:: Required action ::
The data must be given again in full, with no line altered.

Segment Start: Records supplied

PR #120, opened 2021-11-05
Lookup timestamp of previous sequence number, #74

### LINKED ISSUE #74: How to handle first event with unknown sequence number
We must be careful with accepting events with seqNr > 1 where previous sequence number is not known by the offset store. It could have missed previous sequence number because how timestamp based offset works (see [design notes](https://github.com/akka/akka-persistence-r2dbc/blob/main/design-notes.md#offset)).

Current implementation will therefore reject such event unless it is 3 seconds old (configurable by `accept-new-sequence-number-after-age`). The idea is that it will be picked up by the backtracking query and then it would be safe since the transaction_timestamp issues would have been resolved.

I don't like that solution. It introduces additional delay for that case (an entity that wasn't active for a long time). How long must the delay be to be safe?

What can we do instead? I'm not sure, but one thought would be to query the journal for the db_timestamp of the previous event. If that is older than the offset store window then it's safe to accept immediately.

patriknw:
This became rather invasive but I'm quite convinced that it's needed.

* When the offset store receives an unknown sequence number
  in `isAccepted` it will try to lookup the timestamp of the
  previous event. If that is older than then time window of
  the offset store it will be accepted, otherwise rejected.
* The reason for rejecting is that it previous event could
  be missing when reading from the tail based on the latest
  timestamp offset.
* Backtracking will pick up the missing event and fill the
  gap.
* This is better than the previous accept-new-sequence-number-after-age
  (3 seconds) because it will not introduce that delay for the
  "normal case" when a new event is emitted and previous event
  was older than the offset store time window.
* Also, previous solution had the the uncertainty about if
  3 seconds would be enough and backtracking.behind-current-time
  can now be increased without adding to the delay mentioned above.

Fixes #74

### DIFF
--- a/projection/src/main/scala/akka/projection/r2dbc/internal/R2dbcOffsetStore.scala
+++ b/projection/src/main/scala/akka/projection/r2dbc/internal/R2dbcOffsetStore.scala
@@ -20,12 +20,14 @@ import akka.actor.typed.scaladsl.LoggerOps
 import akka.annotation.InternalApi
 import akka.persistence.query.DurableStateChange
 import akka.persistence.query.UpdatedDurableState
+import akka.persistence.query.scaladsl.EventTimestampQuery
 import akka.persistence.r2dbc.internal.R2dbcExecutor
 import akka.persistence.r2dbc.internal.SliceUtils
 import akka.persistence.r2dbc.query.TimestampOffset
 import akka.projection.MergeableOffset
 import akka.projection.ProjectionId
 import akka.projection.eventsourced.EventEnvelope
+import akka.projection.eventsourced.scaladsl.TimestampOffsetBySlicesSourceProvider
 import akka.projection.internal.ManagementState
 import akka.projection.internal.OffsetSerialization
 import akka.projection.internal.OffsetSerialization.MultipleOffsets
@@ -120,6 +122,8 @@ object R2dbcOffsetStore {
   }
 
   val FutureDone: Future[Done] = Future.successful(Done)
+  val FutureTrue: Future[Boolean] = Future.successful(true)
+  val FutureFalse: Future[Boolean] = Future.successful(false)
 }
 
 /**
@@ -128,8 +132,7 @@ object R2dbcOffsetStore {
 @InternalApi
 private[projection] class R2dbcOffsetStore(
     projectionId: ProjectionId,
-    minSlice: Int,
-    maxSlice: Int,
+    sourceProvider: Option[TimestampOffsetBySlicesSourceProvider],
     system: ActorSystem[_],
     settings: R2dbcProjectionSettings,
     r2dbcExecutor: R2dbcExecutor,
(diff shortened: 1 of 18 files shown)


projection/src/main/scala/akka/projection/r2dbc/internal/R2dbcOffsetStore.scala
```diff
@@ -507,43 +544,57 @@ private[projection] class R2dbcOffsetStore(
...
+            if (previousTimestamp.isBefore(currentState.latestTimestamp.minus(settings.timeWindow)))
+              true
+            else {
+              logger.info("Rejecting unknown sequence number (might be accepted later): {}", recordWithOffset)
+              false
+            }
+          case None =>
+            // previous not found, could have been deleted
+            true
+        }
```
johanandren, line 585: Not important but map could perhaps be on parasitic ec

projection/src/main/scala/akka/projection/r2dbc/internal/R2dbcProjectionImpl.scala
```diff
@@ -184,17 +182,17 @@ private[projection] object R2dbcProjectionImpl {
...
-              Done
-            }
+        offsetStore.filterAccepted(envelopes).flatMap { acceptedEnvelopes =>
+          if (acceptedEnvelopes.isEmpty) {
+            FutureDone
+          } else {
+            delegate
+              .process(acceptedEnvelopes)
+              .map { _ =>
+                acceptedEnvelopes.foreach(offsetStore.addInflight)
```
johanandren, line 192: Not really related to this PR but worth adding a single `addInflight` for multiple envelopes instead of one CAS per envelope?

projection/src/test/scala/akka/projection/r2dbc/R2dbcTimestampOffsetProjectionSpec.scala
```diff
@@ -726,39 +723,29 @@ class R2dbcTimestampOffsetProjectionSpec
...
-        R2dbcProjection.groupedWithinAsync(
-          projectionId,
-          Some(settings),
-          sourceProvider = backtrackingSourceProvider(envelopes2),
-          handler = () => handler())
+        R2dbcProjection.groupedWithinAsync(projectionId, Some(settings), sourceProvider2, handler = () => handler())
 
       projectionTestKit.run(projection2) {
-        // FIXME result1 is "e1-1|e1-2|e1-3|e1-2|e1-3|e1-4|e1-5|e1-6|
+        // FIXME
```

Segment End: Records supplied

:: Result ::
PR #120, opened 2021-11-05
Lookup timestamp of previous sequence number, #74

### LINKED ISSUE #74: How to handle first event with unknown sequence number
We must be careful with accepting events with seqNr > 1 where previous sequence number is not known by the offset store. It could have missed previous sequence number because how timestamp based offset works (see [design notes](https://github.com/akka/akka-persistence-r2dbc/blob/main/design-notes.md#offset)).

Current implementation will therefore reject such event unless it is 3 seconds old (configurable by `accept-new-sequence-number-after-age`). The idea is that it will be picked up by the backtracking query and then it would be safe since the transaction_timestamp issues would have been resolved.

I don't like that solution. It introduces additional delay for that case (an entity that wasn't active for a long time). How long must the delay be to be safe?

What can we do instead? I'm not sure, but one thought would be to query the journal for the db_timestamp of the previous event. If that is older than the offset store window then it's safe to accept immediately.

patriknw:
This became rather invasive but I'm quite convinced that it's needed.

* When the offset store receives an unknown sequence number
  in `isAccepted` it will try to lookup the timestamp of the
  previous event. If that is older than then time window of
  the offset store it will be accepted, otherwise rejected.
* The reason for rejecting is that it previous event could
  be missing when reading from the tail based on the latest
  timestamp offset.
* Backtracking will pick up the missing event and fill the
  gap.
* This is better than the previous accept-new-sequence-number-after-age
  (3 seconds) because it will not introduce that delay for the
  "normal case" when a new event is emitted and previous event
  was older than the offset store time window.
* Also, previous solution had the the uncertainty about if
  3 seconds would be enough and backtracking.behind-current-time
  can now be increased without adding to the delay mentioned above.

Fixes #74

### DIFF
--- a/projection/src/main/scala/akka/projection/r2dbc/internal/R2dbcOffsetStore.scala
+++ b/projection/src/main/scala/akka/projection/r2dbc/internal/R2dbcOffsetStore.scala
@@ -20,12 +20,14 @@ import akka.actor.typed.scaladsl.LoggerOps
 import akka.annotation.InternalApi
 import akka.persistence.query.DurableStateChange
 import akka.persistence.query.UpdatedDurableState
+import akka.persistence.query.scaladsl.EventTimestampQuery
 import akka.persistence.r2dbc.internal.R2dbcExecutor
 import akka.persistence.r2dbc.internal.SliceUtils
 import akka.persistence.r2dbc.query.TimestampOffset
 import akka.projection.MergeableOffset
 import akka.projection.ProjectionId
 import akka.projection.eventsourced.EventEnvelope
+import akka.projection.eventsourced.scaladsl.TimestampOffsetBySlicesSourceProvider
 import akka.projection.internal.ManagementState
 import akka.projection.internal.OffsetSerialization
 import akka.projection.internal.OffsetSerialization.MultipleOffsets
@@ -120,6 +122,8 @@ object R2dbcOffsetStore {
   }
 
   val FutureDone: Future[Done] = Future.successful(Done)
+  val FutureTrue: Future[Boolean] = Future.successful(true)
+  val FutureFalse: Future[Boolean] = Future.successful(false)
 }
 
 /**
@@ -128,8 +132,7 @@ object R2dbcOffsetStore {
 @InternalApi
 private[projection] class R2dbcOffsetStore(
     projectionId: ProjectionId,
-    minSlice: Int,
-    maxSlice: Int,
+    sourceProvider: Option[TimestampOffsetBySlicesSourceProvider],
     system: ActorSystem[_],
     settings: R2dbcProjectionSettings,
     r2dbcExecutor: R2dbcExecutor,
(diff shortened: 1 of 18 files shown)


projection/src/main/scala/akka/projection/r2dbc/internal/R2dbcOffsetStore.scala
```diff
@@ -507,43 +544,57 @@ private[projection] class R2dbcOffsetStore(
...
+            if (previousTimestamp.isBefore(currentState.latestTimestamp.minus(settings.timeWindow)))
+              true
+            else {
+              logger.info("Rejecting unknown sequence number (might be accepted later): {}", recordWithOffset)
+              false
+            }
+          case None =>
+            // previous not found, could have been deleted
+            true
+        }
```
johanandren, line 585: Not important but map could perhaps be on parasitic ec

projection/src/main/scala/akka/projection/r2dbc/internal/R2dbcProjectionImpl.scala
```diff
@@ -184,17 +182,17 @@ private[projection] object R2dbcProjectionImpl {
...
-              Done
-            }
+        offsetStore.filterAccepted(envelopes).flatMap { acceptedEnvelopes =>
+          if (acceptedEnvelopes.isEmpty) {
+            FutureDone
+          } else {
+            delegate
+              .process(acceptedEnvelopes)
+              .map { _ =>
+                acceptedEnvelopes.foreach(offsetStore.addInflight)
```
johanandren, line 192: Not really related to this PR but worth adding a single `addInflight` for multiple envelopes instead of one CAS per envelope?

projection/src/test/scala/akka/projection/r2dbc/R2dbcTimestampOffsetProjectionSpec.scala
```diff
@@ -726,39 +723,29 @@ class R2dbcTimestampOffsetProjectionSpec
...
-        R2dbcProjection.groupedWithinAsync(
-          projectionId,
-          Some(settings),
-          sourceProvider = backtrackingSourceProvider(envelopes2),
-          handler = () => handler())
+        R2dbcProjection.groupedWithinAsync(projectionId, Some(settings), sourceProvider2, handler = () => handler())
 
       projectionTestKit.run(projection2) {
-        // FIXME result1 is "e1-1|e1-2|e1-3|e1-2|e1-3|e1-4|e1-5|e1-6|
+        // FIXME
```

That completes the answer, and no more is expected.